▶ EXERCISE AIM
Repeat the entries exactly as they appear.

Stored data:
PR #3, opened 2016-07-29
Refactor image uploading & downloading transcoder

typfel:
This PR extracts the image uploading/downloading from the `ZMClientMessageTranscoder`
into two new request strategies. The plan after that is to add a modified upstream
sync to the ZMClientMessageTrancoder for updating a message once a link preview
has been processed.

What is missing:
- ~~~Tests needs to be updated~~~
- ~~~Link preview uploading needs to be added to `ZMClientMessageTranscoder`~~~ - I would like to this as separate PR.


marcoconti83:
@typfel is this PR still valid? Is it outdated?

mikeger:
@typfel you're up to resurrect this zombie PR?

typfel:
yes I am

daehn:
Nice, Danger now comments inline ✅

typfel:
Very cool!

Source/Synchronization/Strategies/ImageDownloadRequestStrategy.swift
```diff
@@ -0,0 +1,121 @@
...
+// You should have received a copy of the GNU General Public License
+// along with this program. If not, see http://www.gnu.org/licenses/.
+//
+
+import UIKit
+
+public class ImageDownloadRequestStrategy : ZMObjectSyncStrategy, RequestStrategy {
+    
+    private let authenticationStatus : AuthenticationStatusProvider
+    private var downStreamSync : ZMDownstreamObjectSyncWithWhitelist!
```
mikeger: I think it should be `downstreamSync` as in the class name (`ZMDownstreamObjectSyncWithWhitelist`)

Source/Synchronization/Strategies/ImageDownloadRequestStrategy.swift
```diff
@@ -0,0 +1,121 @@
...
+            if message.imageMessageData != nil {
+                guard let assetId = message.assetId?.transportString() else { return nil }
+                return requestFactory.requestToGetAsset(assetId, inConversation: conversation.remoteIdentifier, isEncrypted: message.isEncrypted)
+            } else if (message.fileMessageData != nil) {
+                guard let assetId = message.fileMessageData?.thumbnailAssetID else { return nil }
+                return requestFactory.requestToGetAsset(assetId, inConversation: conversation.remoteIdentifier, isEncrypted: message.isEncrypted)
+            }
+        }
+        
+        return nil
```
mikeger: Would it crash in that case, since return is force-unwrap?

typfel: Ah don't know but I should change it be optional anyway.

Source/Synchronization/Strategies/ImageUploadRequestStrategy.swift
```diff
@@ -0,0 +1,211 @@
...
+    public func updateUpdatedObject(managedObject: ZMManagedObject, requestUserInfo: [NSObject : AnyObject]?, response: ZMTransportResponse, keysToParse: Set<NSObject>) -> Bool {
+        guard let message = managedObject as? ZMAssetClientMessage else { return false }
+        
+        update(message, withResponse: response, updatedKeys: keysToParse)
+        
+        var needsMoreRequests = false
+        
+        if keysToParse.contains(ZMAssetClientMessageUploadedStateKey) {
+            switch message.uploadState {
+            case .UploadingPlaceholder:
```
mikeger: I think we don't show the polka dots in UI any more, I guess we can drop sending it too (like web)? Just a suggestion.

typfel: Yep, but this PR is just porting existing functionality. I prefer not to change any behaviour.

mikeger:
Good PR! But also the more swift we put in, the more we have to migrate 3️⃣

Source/Synchronization/Strategies/ImageDownloadRequestStrategy.swift
typfel: Ok I can't change it to be optional since the `!` comes from the protocol but it also doesn't crash when you return `nil`.

*Or* we change the protocol so the return type is nullable.

mikeger: Let's not touch it for now and add nullability with swift 3 changes.

marcoconti83: returning `nil` in a `requestForFetchingObject` will cause an assert anyway. See `ZMTrapUnableToGenerateRequest`

Source/Synchronization/Strategies/ImageUploadRequestStrategy.swift
```diff
@@ -0,0 +1,211 @@
...
+// This program is distributed in the hope that it will be useful,
+// but WITHOUT ANY WARRANTY; without even the implied warranty of
+// MERCHANTABILITY or FITNESS FOR A PARTICULAR PURPOSE. See the
+// GNU General Public License for more details.
+//
+// You should have received a copy of the GNU General Public License
+// along with this program. If not, see http://www.gnu.org/licenses/.
+//
+
+import UIKit
```
marcoconti83: Do we need UIKit?

Source/Synchronization/Strategies/ImageDownloadRequestStrategy.swift
typfel: DownstreamSyncObjectSync doesn't seem to trap actually, it just deletes the object so maybe it makes sense to change the protocol when porting to swift 3.

Source/Synchronization/Strategies/ImageUploadRequestStrategy.swift
typfel: Nop :)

▶ OUTPUT OF THE TASK
PR #3, opened 2016-07-29
Refactor image uploading & downloading transcoder

typfel:
This PR extracts the image uploading/downloading from the `ZMClientMessageTranscoder`
into two new request strategies. The plan after that is to add a modified upstream
sync to the ZMClientMessageTrancoder for updating a message once a link preview
has been processed.

What is missing:
- ~~~Tests needs to be updated~~~
- ~~~Link preview uploading needs to be added to `ZMClientMessageTranscoder`~~~ - I would like to this as separate PR.


marcoconti83:
@typfel is this PR still valid? Is it outdated?

mikeger:
@typfel you're up to resurrect this zombie PR?

typfel:
yes I am

daehn:
Nice, Danger now comments inline ✅

typfel:
Very cool!

Source/Synchronization/Strategies/ImageDownloadRequestStrategy.swift
```diff
@@ -0,0 +1,121 @@
...
+// You should have received a copy of the GNU General Public License
+// along with this program. If not, see http://www.gnu.org/licenses/.
+//
+
+import UIKit
+
+public class ImageDownloadRequestStrategy : ZMObjectSyncStrategy, RequestStrategy {
+    
+    private let authenticationStatus : AuthenticationStatusProvider
+    private var downStreamSync : ZMDownstreamObjectSyncWithWhitelist!
```
mikeger: I think it should be `downstreamSync` as in the class name (`ZMDownstreamObjectSyncWithWhitelist`)

Source/Synchronization/Strategies/ImageDownloadRequestStrategy.swift
```diff
@@ -0,0 +1,121 @@
...
+            if message.imageMessageData != nil {
+                guard let assetId = message.assetId?.transportString() else { return nil }
+                return requestFactory.requestToGetAsset(assetId, inConversation: conversation.remoteIdentifier, isEncrypted: message.isEncrypted)
+            } else if (message.fileMessageData != nil) {
+                guard let assetId = message.fileMessageData?.thumbnailAssetID else { return nil }
+                return requestFactory.requestToGetAsset(assetId, inConversation: conversation.remoteIdentifier, isEncrypted: message.isEncrypted)
+            }
+        }
+        
+        return nil
```
mikeger: Would it crash in that case, since return is force-unwrap?

typfel: Ah don't know but I should change it be optional anyway.

Source/Synchronization/Strategies/ImageUploadRequestStrategy.swift
```diff
@@ -0,0 +1,211 @@
...
+    public func updateUpdatedObject(managedObject: ZMManagedObject, requestUserInfo: [NSObject : AnyObject]?, response: ZMTransportResponse, keysToParse: Set<NSObject>) -> Bool {
+        guard let message = managedObject as? ZMAssetClientMessage else { return false }
+        
+        update(message, withResponse: response, updatedKeys: keysToParse)
+        
+        var needsMoreRequests = false
+        
+        if keysToParse.contains(ZMAssetClientMessageUploadedStateKey) {
+            switch message.uploadState {
+            case .UploadingPlaceholder:
```
mikeger: I think we don't show the polka dots in UI any more, I guess we can drop sending it too (like web)? Just a suggestion.

typfel: Yep, but this PR is just porting existing functionality. I prefer not to change any behaviour.

mikeger:
Good PR! But also the more swift we put in, the more we have to migrate 3️⃣

Source/Synchronization/Strategies/ImageDownloadRequestStrategy.swift
typfel: Ok I can't change it to be optional since the `!` comes from the protocol but it also doesn't crash when you return `nil`.

*Or* we change the protocol so the return type is nullable.

mikeger: Let's not touch it for now and add nullability with swift 3 changes.

marcoconti83: returning `nil` in a `requestForFetchingObject` will cause an assert anyway. See `ZMTrapUnableToGenerateRequest`

Source/Synchronization/Strategies/ImageUploadRequestStrategy.swift
```diff
@@ -0,0 +1,211 @@
...
+// This program is distributed in the hope that it will be useful,
+// but WITHOUT ANY WARRANTY; without even the implied warranty of
+// MERCHANTABILITY or FITNESS FOR A PARTICULAR PURPOSE. See the
+// GNU General Public License for more details.
+//
+// You should have received a copy of the GNU General Public License
+// along with this program. If not, see http://www.gnu.org/licenses/.
+//
+
+import UIKit
```
marcoconti83: Do we need UIKit?

Source/Synchronization/Strategies/ImageDownloadRequestStrategy.swift
typfel: DownstreamSyncObjectSync doesn't seem to trap actually, it just deletes the object so maybe it makes sense to change the protocol when porting to swift 3.

Source/Synchronization/Strategies/ImageUploadRequestStrategy.swift
typfel: Nop :)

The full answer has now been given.